Sport bei Herzschwäche
Wie kann Sport bei Herzschwäche helfen? Diese Frage beantwortete Georg Braig, Oberarzt der Medizinischen Klinik I am Klinikum Wetzlar, im anschließenden Vortrag und betonte, dass regelmäßige Bewegung für Patienten mit Herzschwäche eine essenzielle Therapieform darstellt. Aktuelle Studien zeigen, dass kontrolliertes Training die Herzfunktion verbessern kann. Geeignete Sportarten sind Walking, Radfahren und Schwimmen.
Der Einstieg sollte schrittweise unter ärztlicher Anleitung erfolgen. „Bewegung ist eine der besten Möglichkeiten, um die Belastbarkeit zu verbessern – aber mit Augenmaß und individuell angepasst“, erklärte Braig. Weitere positive Effekte seien unter anderem die Förderung der Durchblutung und Sauerstoffversorgung, der Abbau von Stress und die Senkung des Blutdrucks sowie des Körpergewichtes.
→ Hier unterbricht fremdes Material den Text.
PR #6674, opened 2025-02-24
Improve the creation of chunk templates

Garanas:

Improves upon https://github.com/FAForever/fa/issues/5633 by copying the template to the clipboard. 

With thanks to @4z0t for the [engine patch](https://github.com/FAForever/FA-Binary-Patches/pull/50) that makes this possible.

Verified that the same output is generated as before. As an example, it turns the following selection:

image

Into the following table:

```Lua
{
  Faction = UEF, 
  Size = 16, 
  BuildAreas = { 
    {  }, 
    { { -3.50, 1.50 }, { -1.50, 1.50 }, { 6.50, -0.50 }, { -5.50, 1.50 }, { 4.50, -0.50 }, { 2.50, -0.50 },  }, 
    {  }, 
    {  }, 
    {  }, 
    { { 4.50, -4.50 },  }, 
    {  }, 
    { { 4.50, 4.50 }, { -3.50, -3.50 },  }, 
    {  }, 
    {  }, 
    {  }, 
    {  }, 
    {  }, 
    {  }, 
    {  }, 
    {  }, 
  }, 
} 
```

That is available in your clipboard. The developer can then proceed to copy it into a Lua module.

## Additional context

There is still some missing functionality. As an example, the faction is hardcoded to UEF. This pull request does not address that. It just makes it easier to use to create templates.

## Checklist


relent0r:
Hey @Garanas 
So to confirm what I should be looking to test here. Is it effectively a simulation of what the AI would be doing when the OnUnitStopBuild callback fires and a structure is completed, its then updating a chunk with the SkirtSizeX/SkritSizeZ of the unit?

Garanas:
> Hey @Garanas So to confirm what I should be looking to test here. Is it effectively a simulation of what the AI would be doing when the OnUnitStopBuild callback fires and a structure is completed (assuming I took that route), its then updating a chunk with the SkirtSizeX/SkritSizeZ of the unit?

No, chunks are a way for us to define 'chunks' of bases. This pull request just improves the tooling to create the chunks. The actual interaction with the chunks does not exist yet.

What you can test is whether you can indeed create a chunk and that the result of the chunk is copied to your clipboard. It's a relatively small test.

My idea of the nearby future is to:

- 1) Have a folder of 'chunks', one for each faction. We can populate and extend these overtime. And because they are on a per-faction basis, we can define different base patterns for each faction.

The fun part here is that technically anyone can make chunks. Meaning that if this starts to take off we can surely find some excited contributors that just want to build chunks for their favorite faction.

- 2) Introduce an AIBrain component that manages chunks. This component provides an API (functions) to load and retrieve chunks. You can then populate the manager with the chunks that you're interested in. These could originate from the repository, or from an AI mod.

This will also include some debugging interfaces to allow you to determine what chunks are loaded. And to preview chunks, to make it easier to understand what the options of the AI are when it is expanding its base.

- Introduce an AIBrain component that manages build areas. A build area is extremely similar to a square of the navigational mesh. Unlike the navigational mesh, this component only manages build area's for land and (surface) naval. Since you can't build anywhere else in the default game.

This is where things get interesting! Essentially we're building a replacement for `CAiBrain:FindPlaceToBuild` where instead of passing a gigantic table of possibilities (from `basetemplates.lua`) we instead look at what we're trying to build, go through the applied chunks so far and see if there's a place for it to build. Especially late game it would reduce the number of 'attempts'  from hundreds or thousands to just a few.

This focus of this pull request is to make step 1 easier, the creation of chunks.

relent0r:
I tested this with a few scenario's. Though I couldn't remember which each key size meant.
Was it related to SkirtSize or something else?

I also tried naval as I thats one of the painpoints where the findplacetobuild returns bad positons.

image

{
  Faction = UEF, 
  Size = 32, 
  BuildAreas = { 
    {  }, 
    {  }, 
    {  }, 
    {  }, 
    {  }, 
    { { 6.50, -6.50 }, { -7.50, -6.50 }, { -7.50, 7.50 }, { 6.50, 7.50 },  }, 
    {  }, 
    { { -0.50, -7.50 }, { -0.50, 8.50 }, { 7.50, 0.50 }, { -8.50, 0.50 }, { -0.50, 0.50 },  }, 
    {  }, 
    {  }, 
    {  }, 
    {  }, 
    {  }, 
    {  }, 
    {  }, 
    {  }, 
  }, 
} 

image

This one is interesting as the borders go outside the 16x16 square but the units themselves stay in.

{
  Faction = UEF, 
  Size = 16, 
  BuildAreas = { 
    {  }, 
    {  }, 
    {  }, 
    {  }, 
    {  }, 
    {  }, 
    {  }, 
    { { -3.50, -3.50 }, { 4.50, -3.50 }, { -3.50, 4.50 },  }, 
    {  }, 
    {  }, 
    {  }, 
    {  }, 
    {  }, 
    {  }, 
    {  }, 
    {  }, 
  }, 
} 

image

{
  Faction = UEF, 
  Size = 16, 
  BuildAreas = { 
    {  }, 
    { { -5.50, -4.50 }, { 2.50, -4.50 }, { -3.50, -2.50 }, { -3.50, -4.50 }, { -1.50, 3.50 }, { 0.50, 3.50 }, { 2.50, 3.50 }, { 4.50, -2.50 }, { 4.50, -0.50 }, { -3.50, 1.50 }, { 0.50, -4.50 }, { -3.50, -6.50 }, { -1.50, -4.50 }, { -3.50, -0.50 }, { 4.50, 1.50 },  }, 
    {  }, 
    {  }, 
    {  }, 
    { { 0.50, -0.50 },  }, 
    {  }, 
    {  }, 
    {  }, 
    {  }, 
    {  }, 
    {  }, 
    {  }, 
    {  }, 
    {  }, 
    {  }, 
  }, 
}

relent0r:
Overall I'm really interested to see how this might work compared to our existing stuff now. 

The two pain points I know we have that this could potentially resolve.
T2+ factories causing issues with build positions being returned that are within the boundary.
Naval factory build positions (and torpedo/sonar) being returned that cause pathing issues. Though I'm unsure if we might run into rotation issues with the factories?

relent0r (approved):

PR #6676, opened 2025-02-26
Fix dual yaw controller affecting unit pitch

lL1l1:
## Issue
The dual yaw controller used by the loyalist pitches the unit at the torso (or whatever bone is chosen). It isn't noticeable with the loyalist because it has a high muzzle velocity for its range, but it can be clearly seen if the weapon has low muzzle velocity:
{115B36D0-B9D3-43FA-A84C-F535C11670C9}

- Remove the pitch component from the dual yaw controller's initialization and firing arcs.

Spawn loyalists with the test scenario commit and see that they don't pitch with their torso:
```lua
   CreateUnitAtMouse('url0303', 0,   12.00,    0.50, -0.00000)
   CreateUnitAtMouse('url0303', 1,  -12.00,   -0.50, -0.00000)
```
{5439C585-96F4-4851-9119-846EA0381C76}

## Additional context
I noticed that an additional bonus of the fixed dual yaw controller is that it can compensate for the movement animation of walkers, removing the necessity of `UseFiringSolutionInsteadOfAimBone = true`.

## Checklist


Hdt80bro:
@lL1l1 this has conflicts now, can you resolve those?

lL1l1:
@Hdt80bro I resolved the conflicts

speed2CZ:
This looks like a significant change the these units. Could it affect modded units in some negative way?

lL1l1:
> This looks like a significant change the these units. Could it affect modded units in some negative way?

I added the dual yaw controller only 5 months ago, and it was never intended to be used as a secondary pitch controller (the naming and comments make it clear), so I don't think any mods will be affected negatively.

speed2CZ (approved):

speed2CZ:
Then ship it! :D

PR #56, opened 2021-04-21
Add make as a requirement

PiotrZierhoffer:
This adds `make` as one of the requirements. Does not change much for a regular user, but helps in the CI scenario


tcal-x (approved):
LGTM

Besonders wichtig beim Trainingseinstieg sei es, auf Warnsignale wie Atemnot, Brustschmerzen oder Schwindel zu achten und das Training bei Beschwerden sofort zu unterbrechen.
Neue schonende Verfahren zur Behandlung von Vorhofflimmern
Prof. Dr. Martin Brück widmete sich den neuesten Entwicklungen in der Behandlung von Vorhofflimmern, einer der häufigsten Herzrhythmusstörungen. Vorhofflimmern betrifft besonders ältere Menschen und kann durch ein EKG diagnostiziert werden. Es äußert sich oft durch Herzrasen, unregelmäßigen Puls, Schwindel oder Kurzatmigkeit. Ursachen sind unter anderem Bluthochdruck, Diabetes und Übergewicht. Die Therapie reicht von blutverdünnenden Medikamenten bis hin zu rhythmusstabilisierenden Maßnahmen wie Kardioversion oder Ablation.
Ein bedeutender Fortschritt ist die Pulsed Field Ablation (PFA), die Prof. Brück als besonders schonendes Verfahren präsentierte. Im Gegensatz zu herkömmlichen Methoden, die Hitze oder Kälte nutzen, arbeitet PFA mit kurzen elektrischen Feldern, die gezielt die fehlerhaften Herzmuskelzellen zerstören. „Bei der PFA wird ein Katheter über die Blutgefäße bis zum Herzen geführt. Dort werden gezielte elektrische Impulse abgegeben, die nur die erkrankten Zellen veröden, während umliegendes Gewebe wie Speiseröhre oder Blutgefäße geschont wird“, erklärte Prof. Dr. Brück. Dieser Vorgang ist besonders präzise und reduziert das Risiko von Komplikationen im Vergleich zu herkömmlichen Ablationsmethoden. „Mit der Pulsed Field Ablation können wir Vorhofflimmern noch gezielter und mit geringeren Nebenwirkungen behandeln“, verdeutlichte der Chefarzt abschließend.